PR #2418, opened 2023-02-16
Test install interface with frameworks

ChrisThrasher:
## Description

Fixes another bit of tech debt added in #2206. Because SFML defaults to shared libs but the install test uses CMake's default of static libs, it was trying to find the static build of the frameworks which doesn't exist causing it to fail. When writing #2206 I was too lazy to fix this so I just disabled the install tests when using frameworks.


ChrisThrasher:

eXpl0it3r (approved):

Issue #2395, opened 2023-02-06
Android OpenGL context 0.0 and antialiasing 


Zombieschannel:
## Subject of the issue

When creating a window on Android, you get the created version 0.0 error. The app does not crash and works fully, there is just this annoying error + "Failed to activate the window's context" spam. If you also add antialiasing (which isn't supported on OpenGL ES afaik), the app also does not crash, you just get a black screen (common OpenGL stuff). Also for some reason when you set antialiasing to 1, it will say that it created version 0.0 and antialiasing x2.

![image](https://user-images.githubusercontent.com/54750550/217073589-682a770c-a6ac-4d63-ada0-f0df40dad6fc.png)

## Your environment

Android Studio 2022.1.1 on Windows 10
SFML 2.6.x branch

(Task to complete) Look above for the line holding "Issue #2395, opened 2023-02-06", then set down exactly that line and every line after it up to and including the line holding "## Subject of the issue", with nothing else.

(Solution for this task)
Issue #2395, opened 2023-02-06
Android OpenGL context 0.0 and antialiasing 


Zombieschannel:
## Subject of the issue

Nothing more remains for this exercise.